Community Bank System, Inc. was incorporated on April 15, 1983, under the Delaware
General Corporation Law. Its principal office is located at 5790 Widewaters
Parkway, DeWitt, New York 13214. The Company is a registered financial holding
company which wholly-owns two significant subsidiaries: Community Bank, N.A.
(the “Bank” or “CBNA”), and Benefit Plans Administrative
Services, Inc. (“BPAS”). BPAS owns four subsidiaries: Benefit Plans
Administrative Services, LLC (“BPA”), a provider of defined contribution
plan administration services; BPAS Actuarial & Pension Services, LLC (“BPAS-APS”)
(formally known as Harbridge Consulting Group, LLC), a provider of actuarial
and benefit consulting services; BPAS Trust Company of Puerto Rico, a Puerto
Rican trust company; and Hand Benefits & Trust Company (“HB&T”),
a provider of collective investment fund administration and institutional trust
services. HB&T owns one subsidiary, Hand Securities, Inc. (“HSI”),
an introducing broker dealer. The Company also wholly-owns two unconsolidated
subsidiary business trusts formed for the purpose of issuing mandatorily-redeemable
preferred securities which are considered Tier I capital under regulatory capital
adequacy guidelines.
The Bank’s business philosophy is to operate as a community bank with
local decision-making, principally in non-metropolitan markets, providing a
broad array of banking and financial services to retail, commercial, and municipal
customers. The Bank owns the following operating subsidiaries: The Carta Group,
Inc. (“Carta Group”), CBNA Insurance Agency, Inc. (“CBNA Insurance”),
CBNA Preferred Funding Corporation (“PFC”), CBNA Treasury Management
Corporation (“TMC”), Community Investment Services, Inc. (“CISI”),
Nottingham Advisors, Inc. (“Nottingham”), OneGroup NY, Inc. (“OneGroup”),
Oneida Wealth Management, Inc. (“OWM”) and Oneida Preferred Funding
II LLC (“OPFCII”). OneGroup and CBNA Insurance are full-service
insurance agencies offering personal and commercial property insurance and other
risk management products and services. PFC and OPFCII primarily act as investors
in residential real estate loans and properties. TMC provides cash management,
investment, and treasury services to the Bank. CISI, the Carta Group, and OWM
provide broker-dealer and investment advisory services. Nottingham provides
asset management services to individuals, corporations, corporate pension and
profit sharing plans, and foundations.
Through the acquisition of Oneida, the Company acquired OneGroup and OWM as
wholly-owned subsidiaries primarily engaged in offering insurance and investment
advisory services. These subsidiaries complement the Company’s other non-banking
financial services businesses.
On January 1, 2014, BPAS-APS, formerly known as Harbridge Consulting Group
LLC, completed its acquisition of a professional services practice from EBS-RMSCO,
Inc., a subsidiary of The Lifetime Healthcare Companies (“EBS-RMSCO”).

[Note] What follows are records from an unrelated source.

PR #3457, opened 2026-01-19
feat(span-first): telemetry enrichment

buenaflor:
## :scroll: Description

Part of span first

#3332 

Unit test, manual tests

## :pencil: Checklist

- [x] All tests passing
- [x] No breaking changes

## :crystal_ball: Next steps
#skip-changelog


buenaflor:
bugbot review

buenaflor:
bugbot review

packages/dart/lib/src/telemetry/span/span_capture_pipeline.dart
```diff
@@ -0,0 +1,48 @@
...
+@internal
+class SpanCapturePipeline {
+  final SentryOptions _options;
+
+  SpanCapturePipeline(this._options);
+
+  Future<void> captureSpan(SentrySpanV2 span, Scope scope) async {
+    if (_options.traceLifecycle == SentryTraceLifecycle.static) {
+      internalLogger.warning(
+        'captureSpan: invalid usage with traceLifecycle static, skipping capture.',
```
buenaflor, line 17: why another abstraction
- sentry client is **huge**, the test file has 3k loc, this allow us to decouple testing the impl and have sentry_client only be the orchestrator
- this will take care of beforeSend, client reports and eventually other things related to capturing
- with this we then want to have separate capture pipelines -> LogCapturePipeline, MetricCapturePipeline, ErrorCapturePipeline (in the future)

packages/dart/lib/src/sdk_lifecycle_hooks.dart
```diff
@@ -96,3 +97,13 @@ class OnSpanFinish extends SdkLifecycleEvent {
...
 }
+
+/// Dispatched when span is ready for processing (before default enrichment).
+///
+/// This is useful for integrations to hook into e.g for enriching with attributes.
+@internal
+class ProcessSpan extends SdkLifecycleEvent {
+  final SentrySpanV2 span;
+
+  ProcessSpan(this.span);
```
buenaflor: inspiration from JS SDK where they have `ProcessMetric`, `ProcessLog`

packages/dart/lib/src/hub.dart
```diff
@@ -685,7 +685,7 @@ class Hub {
     return span;
   }
 
-  void captureSpan(SentrySpanV2 span) {
+  Future<void> captureSpan(SentrySpanV2 span) async {
```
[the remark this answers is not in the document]
buenaflor: fixed

packages/dart/lib/src/sdk_lifecycle_hooks.dart
```diff
@@ -96,3 +97,13 @@ class OnSpanFinish extends SdkLifecycleEvent {
 
   final ISentrySpan span;
 }
+
+/// Dispatched when span is ready for processing (before default enrichment).
+///
+/// This is useful for integrations to hook into e.g for enriching with attributes.
+@internal
+class ProcessSpan extends SdkLifecycleEvent {
```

This professional services practice, which provides actuarial valuation and
consulting services to clients who sponsor pension and post-retirement medical
and welfare plans, enhanced the Company’s participation in the Western
New York marketplace.
On July 20, 2012, the Bank completed its acquisition of 16 retail branches
in central, northern and western New York from HSBC Bank USA, N.A. (“HSBC”),
acquiring approximately $106 million in loans and approximately $697 million
of deposits. The assumed deposits consisted primarily of core deposits and the
acquired loans consisted of in-market performing loans, primarily residential
real estate loans. Under the terms of the purchase agreement, the Bank paid
First Niagara Bank, N.A. (“First Niagara”), who acquired HSBC’s
Upstate New York banking business and assigned its right to purchase the 16
branches to the Bank, a blended deposit premium of 3.4%.
On November 30, 2011, the Company, through its BPAS subsidiary, acquired in
an all-cash transaction, certain assets and liabilities of CAI Benefits, Inc.

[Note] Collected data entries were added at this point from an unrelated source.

PR #3472, opened 2026-01-22
feat(flutter): Add captureNativeFailedRequests option for iOS/macOS

### LINKED ISSUE #3321: How to disable enableCaptureFailedRequests for iOS
### Problem Statement

I would like to disable the option "enableCaptureFailedRequests" on the iOS SDK when using Flutter. My guess is that because the option is not proxied to Dart, I need to rely on `autoInitializeNativeSdk=false`. 
My concern is that I haven't found any example app that uses the auto init as false, so I'm not sure how should I structure the app to ensure the native SDK is running before the Flutter engine starts (this is a warning in the option documentation)

buenaflor:
## :scroll: Description

Add a new `captureNativeFailedRequests` option to control native HTTP failed request capturing independently from `captureFailedRequests`.

This separation allows users to:
- Keep Dart-side failed request capturing enabled while disabling native
- Or vice versa, based on their needs

For backwards compatibility, `captureNativeFailedRequests` defaults to `null`, which falls back to the value of `captureFailedRequests`. This ensures existing users who set `captureFailedRequests = false` will still have native capturing disabled as expected.

Closes #3321 

Unit test

## :pencil: Checklist

- [ ] All tests passing
- [x] No breaking changes

### DIFF
--- a/CHANGELOG.md
+++ b/CHANGELOG.md
@@ -10,6 +10,10 @@
     - `Sentry.metrics.gauge(...)`
     - `Sentry.metrics.count(...)`
     - `Sentry.metrics.distribution(...)`
+- Add `captureNativeFailedRequests` option for iOS/macOS ([#3472](https://github.com/getsentry/sentry-dart/pull/3472))
+  - This option allows controlling native HTTP error capturing independently from `captureFailedRequests`.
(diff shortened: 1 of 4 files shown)


denrase (approved):
LGTM 👍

(“CAI”), a provider of actuarial, consulting and retirement plan
administration services, with offices in New York City and Northern New Jersey.
The transaction added valuable service capacity and enhanced distribution prospects
in support of the Company’s broader-based employee benefits business,
including daily valuation plan and collective investment fund administration.